For the word "endian", copy every line of the material that includes it.
◇ ◇ ◇
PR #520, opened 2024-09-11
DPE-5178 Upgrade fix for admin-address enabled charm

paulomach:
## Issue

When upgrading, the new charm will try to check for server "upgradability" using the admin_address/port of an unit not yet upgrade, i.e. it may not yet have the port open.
◇ ◇ ◇
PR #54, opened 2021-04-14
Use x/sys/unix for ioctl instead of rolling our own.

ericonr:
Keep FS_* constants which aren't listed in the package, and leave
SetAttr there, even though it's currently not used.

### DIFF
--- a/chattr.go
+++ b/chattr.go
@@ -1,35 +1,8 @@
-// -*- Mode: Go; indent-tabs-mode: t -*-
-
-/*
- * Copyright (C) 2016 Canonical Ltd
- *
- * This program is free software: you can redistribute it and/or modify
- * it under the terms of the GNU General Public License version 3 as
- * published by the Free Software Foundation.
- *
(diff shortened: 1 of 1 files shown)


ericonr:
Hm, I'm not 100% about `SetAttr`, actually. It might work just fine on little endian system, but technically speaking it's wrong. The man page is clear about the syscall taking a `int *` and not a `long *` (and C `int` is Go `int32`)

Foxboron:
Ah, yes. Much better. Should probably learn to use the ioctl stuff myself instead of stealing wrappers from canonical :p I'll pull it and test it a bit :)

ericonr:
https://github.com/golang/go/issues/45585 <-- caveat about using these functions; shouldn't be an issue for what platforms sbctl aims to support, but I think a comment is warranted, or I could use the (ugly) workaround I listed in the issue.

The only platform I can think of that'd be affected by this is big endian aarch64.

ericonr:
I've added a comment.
◇ ◇ ◇
ANSWER BELOW:
Hm, I'm not 100% about `SetAttr`, actually. It might work just fine on little endian system, but technically speaking it's wrong. The man page is clear about the syscall taking a `int *` and not a `long *` (and C `int` is Go `int32`)
The only platform I can think of that'd be affected by this is big endian aarch64.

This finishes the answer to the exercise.